WHAT IS EXPECTED.
Please restate, word for word, the lines below that begin at the one with "too_many_lines -W cognitive_complexity" and end at the one with "the same defect.". Leave out all other lines.

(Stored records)
*-*-*

PR #13953, opened 2026-08-25
fix(search): tie wal search file locks to guards so cancelled queries release them

hengfeiyang:
Fixes o2-enterprise#2491. OSS-only — see "Enterprise side" below.

## Problem

Local wal parquet files that had already been merged and uploaded to object
storage stayed on disk forever, because their `SEARCHING_FILES` refcount never
returned to zero. The post-merge cleanup in `jobs/src/job/files/parquet.rs`
checks `wal::lock_files_exists(file_key)`, defers the deletion when a search
holds the file, and re-checks every `ZO_FILE_PUSH_INTERVAL` — forever, if the
lock is never released. Queries stayed correct (`pending_delete::filter`
excludes those files from the search set); the symptom was disk.

The proximate cause is a missing decrement. The root cause is that **release
depended on control flow reaching a line, while the only thing that can cancel
the request guarantees no further line runs**.

### The unowned window

`SEARCHING_FILES` and `SEARCHING_REQUESTS` are global maps. Nothing in the type
system points at an entry, so nothing releases one automatically:

```
lock_files()                        search_service/src/grpc/wal.rs, in get_file_list
  |   match_source, parquet footer reads, calculate_files_size, table build
lock_request()                      search_service/src/grpc/wal.rs
  |   pack segments, union table, plan rewrite, execute_stream_partitioned
FlightEncoderStreamBuilder::build() api/grpc .../flight/mod.rs  <-- first owner with a Drop
```

`lock_request()` is not a handoff to an owner — `SEARCHING_REQUESTS` is removed
from only by `clear_session_data`, itself reached by control flow. So the whole
of plan generation was unprotected, not just the gap between the two calls.

### Why that window is exactly the window cancellation lives in

Both gRPC cancellation paths can only fire *before* `do_get` returns a response:

- `hyper-1.9.0/src/proto/h2/server.rs` polls `poll_reset` only on the
  `Poll::Pending` branch — "check if the client has sent a RST_STREAM frame
  which would cancel the current request" — and drops the service future.
- `tonic-0.14.6/src/transport/service/grpc_timeout.rs` reads the client's
  `grpc-timeout` header and returns `Poll::Ready(Err(TimeoutExpired))`, dropping
  the inner future. Every flight request sets that header
  (`make_flight_client` → `req.set_timeout(grpc_timeout)`).

Once the response stream exists, `FlightEncoderStream::drop` handles teardown
and neither path applies. So the set of cancellable moments and the set of
unowned moments coincided.

Routine triggers, all of which drop in-flight `do_get` calls to ingesters:
`query_task.abort()` on leader timeout or user cancel
(`search_service/src/cluster/flight.rs`), `SearchStreamGuard::drop` cancelling
on client disconnect, and the ingester `grpc-timeout` itself. None of them are
visible: `remote_scan_exec.rs` treats `Cancelled` / `DeadlineExceeded` from a
node as an empty partial result, so the query still succeeds.

## Approach

Give the locks an owner for every instant they exist.

- **`wal::SearchingFiles`** owns the raw locks from acquisition until
  `into_request` hands them to `SEARCHING_REQUESTS`; `Drop` releases whatever is
  left. `get_file_list` returns it alongside the file list, so the type forces
  every early return to account for it.
- **`flight::SessionGuard`** is armed on the first line of `do_get` — before
  anything can be locked — owns `clear_session_data` for that trace id, and
  moves into `FlightEncoderStream`, whose `Drop` already performed it. It is a
  required argument of `FlightEncoderStreamBuilder::new`, not an optional
  setter, so a future call site cannot forget it.

`lock_files`, `release_files` and `lock_request` are module-private now: the
guard is the only way to take a wal lock. The eight hand-written
`release_files` call sites are gone, and `create_tables_from_files` loses the
`on_error: F` generic that existed solely to run one of them — `storage.rs` was
already passing `|| {}`.

Cancellation at any `.await` in the chain now releases:

| cancelled during | released by |
|---|---|
| `get_file_list`, metadata reads, table build | `SearchingFiles::drop` |
| after `into_request`, before the stream exists | `SessionGuard::drop` |
| streaming | `FlightEncoderStream::drop` → `SessionGuard::drop` |

### Others on the same chain

- `release_request` no longer early-returns on non-ingesters — the last step of
  an ownership chain should not be conditional — and logs only a release that
  actually happened, so `lock_request` / `release_request` now pair one-to-one
  per trace id and can be reconciled from logs.
- `lock_request` merges instead of overwriting; a second handoff for one trace
  id used to silently drop the first file list.
- `FlightEncoderStream::drop` releases session data unconditionally. Letting
  "am I a super-cluster follower leader?" decide whether wal locks are released
  was the same bug in miniature; the deferred lock only covers the work-group
  slot.

### Observability

Two gauges, both O(1) reads, published by the existing 60s ingester collector
`update_parquet_metrics` (no stream label):

- `ingest_wal_searching_files` — size of the lock table
- `ingest_wal_pending_delete_files` — uploaded files still awaiting deletion

A pending-delete backlog that rises and never drains is the leak, plotted
directly. Previously the only signal was an *absent* `debug!` line.

## Enterprise side

**No paired PR — the fix is entirely in this repo.** The issue suspected the
super-cluster follower-leader path, but `super_cluster/follower.rs` only builds
a `RemoteScanExec` and never touches wal locks; `wal::lock_files` has exactly
one call site, in `grpc/wal.rs`; and o2-enterprise contains no reference to
`lock_files`, `release_files`, `lock_request` or `release_request`. Verified by
a full enterprise build after making those three private.

## Verification

- `cargo fmt --all`, and the CI clippy command
  (`--workspace --all-targets -W too_many_lines -W cognitive_complexity
  -W excessive_nesting -D warnings`): clean
- Enterprise verified via the `Cargo.toml.openobserve` swap,
  `cargo check --all-targets`: clean. Clippy on that build reports two
  pre-existing `cognitive_complexity` errors in `core/src/alerts/scheduler/handlers.rs`
  and `core/src/ofga/mod.rs`, untouched by this change
- Unit tests: `common` wal 10/10 (4 new, covering drop-release, duplicate
  collapse, `release_one`, and the `into_request` handoff), `api-grpc` flight
  21/21, `search` file_list 4/4

## Not in this PR

- **A timestamped reaper for stale locks.** Redundant once the chain is
  unbroken, but it is the lowest-risk first step when backporting to
  `branch-v0.40.0` and `branch-v0.80.0`, which carry the same defect.
- **`admission::ledger` and the `SEARCH_SERVER` task status.** Both are
  trace-id keyed and both release only by reaching a call, so a cancellation in
  the same window leaks a work-group slot the same way. Same bug class,
  different resource, enterprise-gated — worth its own issue.
- **`clean_lock_files()`** (`/node/flush`, `/node/enable`) wipes the whole
  refcount table, including locks held by running queries. It was survivable
  while locks leaked; now it turns a leak into deleting a file a query is
  reading. Retiring it is a product call.


oasisk (approved):

Loaki07 (approved):

haohuaijin (approved):

Shrinath-O2:

Shrinath-O2:
### 🤖 E2E Council

- **Edition:** oss
- **Needs E2E:** false
- **Feature:** WAL Search Lock RAII Guards (area: GeneralTests)

**EDITION: OSS** — All nine changed paths live under the open-source `src/` tree (src/api, src/common, src/config, src/infra, src/jobs, src/search_service). None are under an enterprise-owned directory (enterprise/, o2_enterprise/, src/enterprise/). The only 'enterprise' reference is a pre-existing `#[cfg(feature = "enterprise")]` block in flight/mod.rs that is unchanged conditional compilation, not an enterprise path or symbol change. Classified as OSS.

**SKIP: Yes** — Skipped. No explicit opt-out marker was present (trigger comment and feature hint are empty), but the change has no user-facing surface: it is a backend-only Rust refactor introducing RAII guards for WAL file locking (SearchingFiles, SessionGuard), two new Prometheus gauges, and removal of an on_error callback. No files under web/src, no REST endpoint/contract change.

**E2E WARRANTED: No** — E2E is not warranted. The diff alters internal search/ingest lock lifecycle and metrics collection on the backend; there is no new or changed UI view, control, interaction, validation, or state in web/src that a user could exercise through the browser.

**AREA: GeneralTests** — No UI area applies since there are no frontend changes. GeneralTests is used as a neutral placeholder; no web/src file maps to an existing tests/ui-testing/playwright-tests/Area/ folder for this change.

**GROUP: ?** — No playwright matrix group applies because no E2E spec is being generated (skip=true); playwright_group is left empty.

**EXISTING TESTS: No** — No E2E specs in the diff — nothing under tests/ui-testing/playwright-tests/. The changed files include Rust unit test modules (e.g. tests in src/common/src/infra/wal.rs and src/api/grpc/.../stream.rs), but those are Rust unit tests, not Playwright E2E coverage, and do not count as existing E2E tests.

PR #13954, opened 2026-08-25
fix(search): release the admission slot and follower task status on cancellation

hengfeiyang:
Paired with o2-enterprise `hf/issue-2491-admission-slot-leak` (same branch name).

**Stacked on #13953** — base is that branch, so the diff here is just this change.
Retargets to `main` automatically once #13953 merges.

## Problem

#13953 fixed the wal file locks. `do_get` touches two more trace-id keyed
resources, and both had the identical defect: release depended on control flow
reaching a call, inside the window where gRPC cancellation drops the future.

**The node's admission slot.** Released from three hand-written sites — the two
error arms in `do_get` and `FlightEncoderStream::drop`. All three are skipped
when the request is cancelled during plan generation, because the encoder
stream does not exist yet.

**The follower task status.** In the super-cluster path the entry was inserted
before plan generation and removed after it:

```rust
if is_super_cluster && !SEARCH_SERVER.contain_key(&trace_id).await {
    SEARCH_SERVER.insert(trace_id.clone(), TaskStatus::new_follower(vec![], false)).await;
}
let result = get_ctx_and_physical_plan(&trace_id, &req).await;   // <-- cancellable
if is_super_cluster && !SEARCH_SERVER.is_leader(&trace_id).await {
    SEARCH_SERVER.remove(&trace_id, false).await;
}
```

Cancel in the middle and the entry stays in the map for the life of the
process. Nothing else removes it: an explicit `cancel_query` would, but a
timeout or a client disconnect would not.

## Approach

Both move onto the same ownership chain #13953 established.

`SessionGuard` — already armed on the first line of `do_get` and already
carried into `FlightEncoderStream` — now releases the admission slot too, so
the three call sites collapse into its drop.

The follower task status is registered through an `AsyncDefer` that lives in
the same scope as plan generation, so it is removed on every exit including a
cancelled one. It is now removed only when this node registered it, rather than
whenever the entry is not a leader's: a request can no longer clear an entry it
did not create. In practice these coincide, since the composite `{trace_id}-{job_id}`
is unique per request.

### Drive-by

The `physical plan generate error` and `physical plan execution error` logs sat
*inside* `if get_o2_config().work_group.max_nodes_per_query > 0`, so a plan
failure was silent unless work groups happened to be configured — and silent in
every OSS build. They are unconditional now.

## Enterprise side

The paired PR gives `Running` reservations a TTL backstop. They had no expiry
edge at all, so a slot whose release was lost — this cancellation path, or a
leader that dies before sending `Release` — was held until the process
restarted. This PR closes the local path; the backstop covers the remote one,
which no local guard can.

## Verification

- `cargo fmt --all` and the CI clippy command: clean
- Enterprise verified via the `Cargo.toml.openobserve` swap against the paired
  branch: `cargo check --all-targets` clean, and `cargo clippy --no-deps
  -p openobserve-api-grpc --all-targets` clean. The workspace-wide enterprise
  clippy still reports the two pre-existing `cognitive_complexity` errors in
  `core/src/alerts/scheduler/handlers.rs` and `core/src/ofga/mod.rs`, untouched
  by this change
- `api-grpc` flight tests 21/21

## Also here

Three zh-CN strings whose English is *events* said 活动 (activity). Unrelated to
the rest of the PR, carried along at review request.

| key | en-US | was | now |
|---|---|---|---|
| `home.docsCountLbl` | Events | 活动 | 事件 |
| `rum.searchEvents` | Search Events | 搜索活动 | 搜索事件 |
| `logs.noEvents.title` | No events found | 未找到任何活动 | 未找到任何事件 |

zh-TW already had 事件 for all three, and every other locale translates them as
events. `logs.noEvents` also contradicted itself — `descNoFilters` directly
below the title already said 未找到任何事件.

## Not in this PR

The `QueryManager` map has a `created_at` on every entry but no reaper. With
this change its entries are removed on cancellation, so it is no longer known
to grow — but it has no backstop the way the ledger now does.


haohuaijin (approved):

Shrinath-O2:


This OSS PR has a matching enterprise PR on branch `hf/issue-2491-admission-slot-leak`: **openobserve/o2-enterprise#2494**. The enterprise-only e2e specs run there, so this gate defers to that PR's checks and does not build here.

Shrinath-O2:
### 🤖 E2E Council

- **Edition:** both
- **Needs E2E:** false
- **Feature:** Search Admission Ledger Running-Slot TTL Backstop (area: ?)

**EDITION: BOTH** — The changed paths span both trees: src/api/grpc/src/handler/grpc/flight/{mod,stream}.rs and web/src/locales/languages/zh-CN.json live in the OSS tree, while o2_enterprise/src/enterprise/search/admission/ledger.rs is an enterprise-only admission-control module. This is a linked OSS+ENT sister pair given to me as a combined diff, so edition = both.

**SKIP: Yes** — No explicit opt-out (no tests-added label; trigger_comment and feature_hint are empty), but the change is not user-facing. The bulk is a backend refactor of the gRPC flight search path (moving slot release into SessionGuard Drop and a follower-task-status defer) plus an enterprise slot-ledger running-TTL backstop; the only frontend delta is a Chinese locale translation correction (活动→事件) with no new view, control, interaction, validation, or state. No user-facing UI flow exists, so the change is skipped.

**E2E WARRANTED: No** — E2E is not warranted. No web/src UI flow is added or altered: the frontend change is a two-string zh-CN translation fix, and the rest is internal gRPC/enterprise admission-ledger resource management (orphaned-slot cleanup) that a UI test cannot observe.

**AREA: ?** — No product-area UI change exists, so no Logs/Metrics/etc. area applies; n/a — skipped.

**GROUP: ?** — n/a — skipped; no Playwright spec will be generated, so no matrix shard is selected.

**EXISTING TESTS: No** — No Playwright E2E specs under tests/ui-testing/playwright-tests/ are in the diff. The diff adds Rust unit tests (a cfg(test) module in ledger.rs), which are unit coverage, not E2E coverage; so there are no E2E specs in the diff.

PR #13956, opened 2026-08-25
feat(iac): export dashboards, composite alerts and pipelines as Terraform, with import blocks

chaitanya-sistla:
## What

Extends the Terraform/OpenTofu export beyond alerts and SLOs, and makes an exported configuration **adopt what you already run** instead of duplicating it.

Provider support checked against [`terraform-provider-openobserve`](https://registry.terraform.io/providers/openobserve/openobserve/latest) **1.3.0**, which is published.

### New resource types

| Resource | Notes |
| --- | --- |
| `openobserve_composite_alert` | Was silently dropped before — see below |
| `openobserve_dashboard` | Document embedded with `jsonencode()` |
| `openobserve_pipeline` | `nodes`/`edges` arrays → `node`/`edge` blocks |
| `openobserve_pipeline_destination` | Imported by name, not id |

**Composite alerts were silently dropped.** They carry no `stream_name` or `trigger_condition`, so the ordinary alert's completeness check classified every one as "incomplete" and excluded it. They now render as `openobserve_composite_alert` with the expression, stale-child policy, and the `silence` that arrives nested on the wire but is top-level in the schema. A mixed selection emits both resource types.

**Dashboards** use `jsonencode()` rather than a heredoc, because dashboard variables are written `${...}` and a heredoc would read them as interpolation.

**Pipelines** write attributes only where they mean something for that node kind. The wire carries leftovers (a function node with a stale `org_id`), and writing those produces config that reads back differently from how it was written — permanent drift on a resource nobody touched. Scheduled pipelines are reported as unsupported rather than rendered, since the provider models only `realtime` today.

**Pipeline destinations** refuse anything carrying a template: alert and pipeline destinations are one object on the server distinguished by that field, so emitting one as the other would be quietly wrong.

### Import blocks

Every exporter now emits `import` blocks addressed as `{org_id}/{id}`, so the first apply adopts existing objects rather than creating second copies. Pipeline destinations are addressed by name, which is what the provider uses for that resource.

The ids travel beside the payloads because the export endpoints deliberately strip them. Definitions and ids are filtered together in one pass — dropping a failed fetch from one list alone would attach later resources to the wrong id.

### Also

- Provider pin `~> 1.2` → `~> 1.3`, the oldest release carrying every resource type an export can now emit.
- Registry links move off the alert, SLO and dashboard lists into a **"Manage as code"** entry under **Data Sources → Recommended**. Where to get the provider is a one-time question, not something needed beside every list.
- Alert export reads composites through the ordinary GET — `/export` answers **404** for them, so the export button failed outright.
- Pipeline and dashboard export now open the shared dialog instead of writing a file immediately, matching alerts and SLOs.

## Bugs found while testing against a live instance

1. **`/export` returns 404 for composite alerts** — the export button on a composite row failed.
2. **Dashboard GET sends every version slot** (`{v1: null, …, v5: {…}}`); taking the first key matching `/^v\d+$/` found `v1: null` and reduced a real dashboard to "no title".
3. **Bulk export could pair ids with the wrong resource** — an import block pointing at someone else's object.

## Verification

Against a live OpenObserve and the **published** 1.3.0 provider, all six resource types in one config:

```
Plan: 6 to import, 0 to add, 2 to change, 0 to destroy
```

`terraform validate` passes; generated HCL is already `terraform fmt`-canonical. Alerts, composite alerts, pipelines and pipeline destinations adopt with **zero drift**. The two changes are computed attributes resolving on the SLO and the server-managed `dashboardId` inside the dashboard document — both one-time in-place reconciles, documented in the code.

## Testing

- Full unit suite: **45,370 passed**, 405 skipped, 0 failed (1,505 files)
- `type-check:app`, `lint:ci`, `lint:styles`, `lint:tokens`, `lint:token-purity`, `lint:design:strict`, `format:check` — all clean
- Production build succeeds
- Browser-verified the new Data Sources page and confirmed no unresolved i18n keys on any page whose keys changed

## Notes for review

- The `en-US.json` diff is purely additive apart from two trailing-comma lines. The file has mixed unicode escaping (`→` vs literal `→`), so any JSON round-trip normalises unrelated lines — keys were inserted as text to avoid that.
- Composite `expression` keeps literal child alert ids rather than rewriting them into `${openobserve_alert.x.alert_id}` references: the children may not be Terraform-managed, and a reference to an absent resource produces a file that will not parse. Worth a follow-up when children are exported in the same batch.


Shrinath-O2:


- `Pipelines/pipelineImport.spec.js`

No ENT counterpart — built against ENT `main`. · [ENT run](https://github.com/openobserve/o2-enterprise/actions/runs/34509024202)

prabhatsharma (approved):

Shrinath-O2:

<sub>Updated for `9732d2bd6` · attempt 2 · updates in place on every push.</sub>

Shrinath-O2 (approved):

PR #13957, opened 2026-08-25
fix(search): tie wal search file locks to guards so cancelled queries release them [v0.80]

hengfeiyang:
Backport of #13953 to `branch-v0.80.0`. Fixes o2-enterprise#2491, which was
reported against a build from this line.

## Problem

Local wal parquet files that had already been merged and uploaded to object
storage stayed on disk forever, because their `SEARCHING_FILES` refcount never
returned to zero. Post-merge cleanup defers deletion while a search holds the
file and re-checks every `ZO_FILE_PUSH_INTERVAL` — forever, if the lock is
never released. Queries stayed correct; the symptom was disk.

Release depended on control flow reaching a line, while the only thing that can
cancel the request guarantees no further line runs. `SEARCHING_FILES` and
`SEARCHING_REQUESTS` are global maps with no owner, so nothing releases an entry
automatically, and the whole of plan generation sat unprotected — from
`lock_files()` in `get_file_list` all the way to the `FlightEncoderStream` that
is the first object with a `Drop`.

Both gRPC cancellation paths fire only *before* `do_get` returns a response, so
the set of cancellable moments and the set of unowned moments coincided:

- hyper polls `poll_reset` only on the `Poll::Pending` branch — "check if the
  client has sent a RST_STREAM frame which would cancel the current request" —
  and drops the service future.
- tonic's `GrpcTimeout` reads the client's `grpc-timeout` header and drops the
  inner future on expiry. Every flight request sets that header.

Routine triggers, all of which drop in-flight `do_get` calls to ingesters:
`query_task.abort()` on leader timeout or user cancel, client disconnect, and
the ingester `grpc-timeout` itself. None are visible — the leader treats
`Cancelled` / `DeadlineExceeded` from a node as an empty partial result, so the
query still succeeds.

## Approach

Identical in shape to #13953: give the locks an owner for every instant they
exist.

- **`wal::SearchingFiles`** owns the raw locks from acquisition until
  `into_request` hands them to `SEARCHING_REQUESTS`; `Drop` releases whatever is
  left. `get_file_list` returns it alongside the file list, so the type forces
  every early return to account for it.
- **`flight::SessionGuard`** is armed on the first line of `do_get` — before
  anything can be locked — and moves into `FlightEncoderStream`, whose `Drop`
  already performed the teardown. It is a required argument of
  `FlightEncoderStreamBuilder::new`, so a future call site cannot forget it.

`lock_files`, `release_files` and `lock_request` are module-private now: the
guard is the only way to take a wal lock.

Also on the same chain: `release_request` no longer early-returns on
non-ingesters and logs only a release that actually happened, so
`lock_request` / `release_request` pair one-to-one per trace id;
`lock_request` merges instead of overwriting; and `FlightEncoderStream::drop`
releases session data unconditionally rather than letting "am I a super-cluster
follower leader?" decide whether wal locks are released.

Two gauges, `ingest_wal_searching_files` and `ingest_wal_pending_delete_files`,
publish the lock table size and the deferred-deletion backlog from the existing
60s ingester collector. A backlog that rises and never drains is the leak.

## Differences from the main-branch change

The port is close to mechanical — `do_get` and `FlightEncoderStream` have the same shape here, and this branch's `SEARCHING_FILES` differs from main's only by a `shrink_to_fit`, which is preserved. Adapted:

- `FlightEncoderStream` is still a flat struct (no `StreamContext`), so the guard is a field on it directly, and `execute_stream` yields one stream rather than partitions
- `create_tables_from_files` keeps its `pub(crate)` visibility; only the `on_error` parameter is dropped
- `get_file_list` keeps `memtable_ids: HashSet<u64>` by value
- the pending-delete set lives in `service::db::file_list::local`, so the O(1) `pending_delete_len` accessor goes there
- the admission `ledger::release` calls in `do_get` are left alone; folding those into the guard is the follow-up in #13954, which will be backported separately

## Verification

- `cargo fmt --all`: clean
- `cargo clippy --workspace -- -D warnings` (this branch's CI scope): clean.
  `--all-targets` additionally surfaces 29 pre-existing errors in
  `src/infra/src/table/ratelimit.rs` test code, untouched by this change and
  outside what CI lints here
- `cargo check --all-targets`: clean
- `cargo test --lib common::infra::wal`: 10/10, including 4 new tests covering
  drop-release, duplicate collapse, `release_one`, and the `into_request`
  handoff

### DIFF
--- a/src/common/infra/wal.rs
+++ b/src/common/infra/wal.rs
@@ -15,7 +15,7 @@
 
 use std::sync::LazyLock as Lazy;
 
-use hashbrown::HashMap;
+use hashbrown::{HashMap, HashSet};
 
 // SEARCHING_FILES for searching files, in use, should not move to s3
 static SEARCHING_FILES: Lazy<parking_lot::RwLock<SearchingFileLocker>> =
@@ -27,6 +27,13 @@ static SEARCHING_REQUESTS: Lazy<parking_lot::RwLock<HashMap<String, Vec<String>>
 
 struct SearchingFileLocker {
     inner: HashMap<String, usize>,
+}
+
+/// Owns the `SEARCHING_FILES` locks of one search, releasing them on drop so a cancelled
+/// search cannot pin wal files for the life of the process.
+pub struct SearchingFiles {
+    trace_id: String,
+    files: HashSet<String>,
 }
 
 impl SearchingFileLocker {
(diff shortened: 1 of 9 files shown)


Loaki07 (approved):

Shrinath-O2:
### 🤖 E2E Council

- **Edition:** oss
- **Needs E2E:** false
- **Feature:** WAL Search File Lock Lifecycle Guard (area: GeneralTests)

**EDITION: OSS** — All changed paths live under src/ (src/common/infra/wal.rs, src/config/src/metrics.rs, src/handler/grpc/flight/*, src/job/metrics.rs, src/service/db/file_list/local.rs, src/service/search/grpc/*). No enterprise-owned directories (enterprise/, o2_enterprise/, src/enterprise/) are touched. The only enterprise references are pre-existing #[cfg(feature = "enterprise")] guards and o2_enterprise imports that are unchanged, not new enterprise code.

**SKIP: Yes** — The diff is a pure Rust backend refactor of WAL search-lock lifecycle (RAII SearchingFiles/SessionGuard) plus two new ingest metrics. It touches no web/src/** UI code and no user-exercisable UI or backend REST surface a UI would hit, and there is no explicit skip marker or label (feature_hint.txt and trigger_comment.txt are both empty).

**E2E WARRANTED: No** — E2E is not warranted: there is no user-facing UI flow, new view, control, interaction, or validation. The behavior change is an internal WAL-lock release guarantee and internal Prometheus metric emission, neither of which is observable through the browser UI.

**AREA: GeneralTests** — n/a — skipped. No UI changes exist, so no web/src/** area applies; GeneralTests is a placeholder.

**GROUP: GeneralTests** — n/a — skipped. No Playwright spec will be generated, so no matrix shard is selected.

**EXISTING TESTS: No** — No E2E specs in the diff. The only test changes are Rust unit tests (src/common/infra/wal.rs tests module) and metric-init assertions (src/config/src/metrics.rs), which are not Playwright E2E coverage and do not set existing_tests_in_diff.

*-*-*

EXPECTED ANSWER.
  (`--workspace --all-targets -W too_many_lines -W cognitive_complexity
  -W excessive_nesting -D warnings`): clean
- Enterprise verified via the `Cargo.toml.openobserve` swap,
  `cargo check --all-targets`: clean. Clippy on that build reports two
  pre-existing `cognitive_complexity` errors in `core/src/alerts/scheduler/handlers.rs`
  and `core/src/ofga/mod.rs`, untouched by this change
- Unit tests: `common` wal 10/10 (4 new, covering drop-release, duplicate
  collapse, `release_one`, and the `into_request` handoff), `api-grpc` flight
  21/21, `search` file_list 4/4

## Not in this PR

- **A timestamped reaper for stale locks.** Redundant once the chain is
  unbroken, but it is the lowest-risk first step when backporting to
  `branch-v0.40.0` and `branch-v0.80.0`, which carry the same defect.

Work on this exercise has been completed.